> Prompt: What does the data read, word for word, from the line containing "Add wstring<->string conversion compat shim." through its final line? Give those lines only.

=== Begin Enclosure ===

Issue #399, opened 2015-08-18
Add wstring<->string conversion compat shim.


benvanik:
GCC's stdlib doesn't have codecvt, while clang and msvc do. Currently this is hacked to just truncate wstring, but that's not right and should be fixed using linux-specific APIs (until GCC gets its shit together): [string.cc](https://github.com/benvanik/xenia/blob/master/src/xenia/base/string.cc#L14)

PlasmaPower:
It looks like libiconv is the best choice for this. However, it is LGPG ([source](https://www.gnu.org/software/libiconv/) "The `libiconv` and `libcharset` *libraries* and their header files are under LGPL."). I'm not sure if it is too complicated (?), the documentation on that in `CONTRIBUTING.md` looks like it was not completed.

=== End Enclosure ===

> Solution for this task:
Add wstring<->string conversion compat shim.


benvanik:
GCC's stdlib doesn't have codecvt, while clang and msvc do. Currently this is hacked to just truncate wstring, but that's not right and should be fixed using linux-specific APIs (until GCC gets its shit together): [string.cc](https://github.com/benvanik/xenia/blob/master/src/xenia/base/string.cc#L14)

PlasmaPower:
It looks like libiconv is the best choice for this. However, it is LGPG ([source](https://www.gnu.org/software/libiconv/) "The `libiconv` and `libcharset` *libraries* and their header files are under LGPL."). I'm not sure if it is too complicated (?), the documentation on that in `CONTRIBUTING.md` looks like it was not completed.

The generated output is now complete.